PR #1294, opened 2024-12-02
Fix issue with Python importlib_metadata requirements when building Dockerfile.base

giogix2:
This PR fixes the following issue https://github.com/google-deepmind/open_spiel/issues/1293.
In particular, when building the docker, the following error is thrown
`AttributeError: module 'importlib_metadata' has no attribute 'EntryPoints'`
This solution was suggested in this this [Stackoverflow post](https://stackoverflow.com/questions/64494526/jupiter-notebook-run-error-attributeerror-module-importlib-metadata-has-no-a).

### DIFF
--- a/Dockerfile.base
+++ b/Dockerfile.base
@@ -21,6 +21,8 @@ COPY . .
 RUN DEBIAN_FRONTEND="noninteractive" apt-get -y install tzdata
 RUN ./install.sh
 RUN pip3 install --upgrade setuptools testresources
+# Line below is a workaround for the issue https://github.com/google-deepmind/open_spiel/issues/1293
+RUN pip install importlib_metadata --force-reinstall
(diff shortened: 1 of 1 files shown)


lanctot:
Thank you!

giogix2:
Let me know if this one is failing because of my change. I guess it's not the case, as from what I understand this Dockerfile is not tested in the CI/CD. I was wondering whether it's still the same issue as lat time, but the other to PRs have worked after the latest changes 🤔.

lanctot:
Oh, that `file_test` periodically fails..  I'm never sure why, it's non-deterministic (maybe a race condition). 

So yes, certainly not due to your PR. I've restarted the CI tests. Maybe I can file an issue to remind us to fix it.

PR #1311, opened 2025-02-23
Clean TicTacToe games up

odanrc:
Hey!

I wanted to contribute to another project in my spare time, and this one seemed interesting; however, the website suggested checking out tic tace toe (TTT) for perfect information, which was a great suggestion, but then recommended poker and other games for references of imperfect information. I believe this is counterproductive: TTT is much simpler, and if one uses it to learn how to set up a perfect info game, then it should be a smaller step to follow through with phantom TTT, specially given that the poker code is not easily readable for a newcomer.

The problem is that phantom TTT is not a commonly known variant - can we even find a description longer than a paragraph online? - so I decided to clean it up a bit as I understood its code. I also noticed that TTT and variant's code embedded multiple assumptions about TTT's behavior. My goal with this set of commits (and PRs) is to generate abstractions and make TTT (and variants) more generic and easier to understand. These are the results of these commits:
- Generalized and deduplacted the code in TTT and variants
- Added GridBoard abstraction, which represents a board made of a grid of tiles
- Allowed TTT to be instantiated with other dimensions
- Started implementing a GridBoard::Tile and a Component class

For future PRs I plan to apply these same steps to other games, making implementing games more trivial and standardized.

Possible long-term goals:
- Break the Game class down into multiple parts. It is doing way too much.
- Change int typedefs (Action, Player, etc) to real classes, so that they can have properties, instead of relaying that info to the wrong class.
- Generalize Game::ToString(). There should be an abstract Display/Render class that is able to convert the game state to a visual representation. This representation should not be constrained to a string - i.e., we should be able to polymorphically define if the output will be shown textually, through textures, or other means.
- Make Phantom a transformer class, not specializations of games

Regarding this PR, it gives an overview of how the TTT and variants look like after the changes. I will likely break it down into multiple PRs, but I want to know what is the reviewers' preference first. I tried to make every commit as self-contained and small as possible, so they should be quite easy to review individually  (and I recommend doing so). Do you prefer PRs per commit (or group of very similar commits), per feature, or per number of lines?

Note: On the bright side, the tests caught bugs quite well; on the dark side, though, I often had no idea where to look at to figure out what was breaking, specially when having to deal with python's dynamic typeness. I managed to get through by dumping variables' contents until I found which txt was breaking. Is there a document/tutorial describing how to find what/where things broke? If so, then maybe it should be made more visible in the Developer Guide section. If not, I suggest creating one.


odanrc:
I am confused by this section of the CLA check: ' Uncheck it and re-create the offending commit, ´. What does re-create mean in this context? Force push, or delete the PR and push again?

lanctot:
Hi @odanrc, 

Thanks! 

Can I double-check that you have followed the link at the top of this screenshot and then, once you've signed the CLA, followed the link at the bottom of this screenshot?

image

odanrc:
Hey, @lanctot . It looks like my CLA was voided because I didn't make clear my position in the company. Once I get a confirmation of acceptance I will get back to this PR.

lanctot:
Hi @odanrc ,

I had to fix a breakage in the wheel tests. Could you pull changes from master and push the merge commit?

PR #1315, opened 2025-02-26
Fix pybind11 to a specific commit on smart_holder branch

lanctot:


lanctot:
@rwgk tagging you here. Do you have a suggested change to my pinning to a specific commit on the smart_holder branch in this PR?

lanctot:
Dropping in favor of #1320

PR #1323, opened 2025-03-15
Changes to support Python 3.13

lanctot:
- Add upgraded Python extra deps for version 3.13
- Remove support for Tensorflow
- Move TF1 algorithms to algorithms/tf/* and mark as unmaintained
- Move TF1 examples in examples/tf and add README to warn as unmaintained
- Disable any tests from CI that require TF1 and mark then as no longer tested


lanctot:
Closing in favor of #1333

PR #1324, opened 2025-03-16
Add Cribbage game

lanctot:
- Currently only contains placeholders.
- TODO: everything :)


lanctot:
Having trouble importing this one, will submit it internally instead.

PR #1331, opened 2025-04-19
Add board class in TTT

odanrc:
Add a class for the board in TTT. This helps encapsulate behavior, and drafts a class that could be later reused in other games. In the future it will be expanded with other functions, once more cleanup is merged.


lanctot:
Thanks!

(Apologies for the delays...)

odanrc:
Hey, @lanctot . There is a mismatch between my expectations and the maintenance/discussion level of the repo. As such, I am no longer willing to continue supporting this contribution and https://github.com/google-deepmind/open_spiel/pull/1311. Given that I am apparently unable to delete/decline pull requests (I can't find a button to do so), would you kindly delete/decline them? Otherwise, feel free to take ownership over. Thanks!

lanctot:
No problem. Sorry, but we have a skeleton crew and we had a number of higher-priority PRs to merge and other maintenance to take care of first. Large refactors of core classes like this consume a lot of my time and so it has to be put at the lowest priority. Appreciate the effort nonetheless.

*BRIEF:* In the data above, retype exactly and only the lines between the one holding "- Break the" and the one holding "Regarding this PR, it", inclusive.

*ANSWER FOR THIS EXERCISE:*
- Break the Game class down into multiple parts. It is doing way too much.
- Change int typedefs (Action, Player, etc) to real classes, so that they can have properties, instead of relaying that info to the wrong class.
- Generalize Game::ToString(). There should be an abstract Display/Render class that is able to convert the game state to a visual representation. This representation should not be constrained to a string - i.e., we should be able to polymorphically define if the output will be shown textually, through textures, or other means.
- Make Phantom a transformer class, not specializations of games

Regarding this PR, it gives an overview of how the TTT and variants look like after the changes. I will likely break it down into multiple PRs, but I want to know what is the reviewers' preference first. I tried to make every commit as self-contained and small as possible, so they should be quite easy to review individually  (and I recommend doing so). Do you prefer PRs per commit (or group of very similar commits), per feature, or per number of lines?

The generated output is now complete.